Сегодня мы откроем глаза - Иван Ревяко
Шрифт:
Интервал:
Закладка:
Но, к сожалению, ни Рей, ни Катерина не могли сейчас в полной мере испытать это чувство, потому что у обоих внутри сидело что-то, назойливо мешающее им.
Рассевшись по своим местам в автобусе, они прекратили разговор, но договорились встретиться в гостинице. Катерина теперь с приятной истомой любовалась заоконными видами, крепко держась за руку подруги. Улыбка не сходила с ее очаровательного лица. Словом, если бы она была агентом разведки, тут же бы провалилась на первом задании.

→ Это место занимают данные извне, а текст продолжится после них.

PR #11056, opened 2022-06-30
[kots]: add registry to preflight and support checks

### LINKED ISSUE #10337: KOTS registry pre-flight checks
Also check that can pull workspace images from Docker Hub

MrSimonEmms:
## Description

Adds a preflight and support checks to KOTS. As with the storage and database, this uses a container for this job. This extends the storage check so that the S3 backend can be checked as well

This uses Heroku's [Docker Registry Client](https://pkg.go.dev/github.com/heroku/docker-registry-client) to check the validity of the credentials. I've looked through the source code and, whilst it's not what we're using in the Image Builder, it's a much simpler structure than used elsewhere in the project. From what I could see, we'd have to write (and therefore maintain) a credential checker as I've not found that exact operation in our existing codebase. It does seem to work as expected for all the registries I've checked (Azure, GCP).

The GCP URLs add in a custom check to ensure that they're using the correct server address. This is two-fold:
1. the library always returns the server as authenticated if using `gcr.io/project/repo`, but uses the credentials if on `gcr.io`
2. we've found that you have to set that with GCP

А Рей не смотрел в окно, ибо видел все окружающее уже не один раз. Он и не смотрел в автобус, не смотрел и на людей. Он смотрел в прошлое, пугающее и отвратительное.
***
Как проходила его жизнь после Софы? Никак. Вообще никак. Он учился на архитектора, подрабатывал на каких-то работах, занимался непонятными делами, которые не мог вспомнить и через неделю. Безусловно, время лечит, то есть не лечит, а маскирует. У него появлялись и пропадали друзья, какие-то побочные интересы, но ничего не приносило былой радости, словно пришел хмурый и усатый фонарщик, беспристрастно потушил, а потом забыл про фонарь да так и не вспомнил. В Вену он ездил каждый год ранней весной. Так и оказался тут.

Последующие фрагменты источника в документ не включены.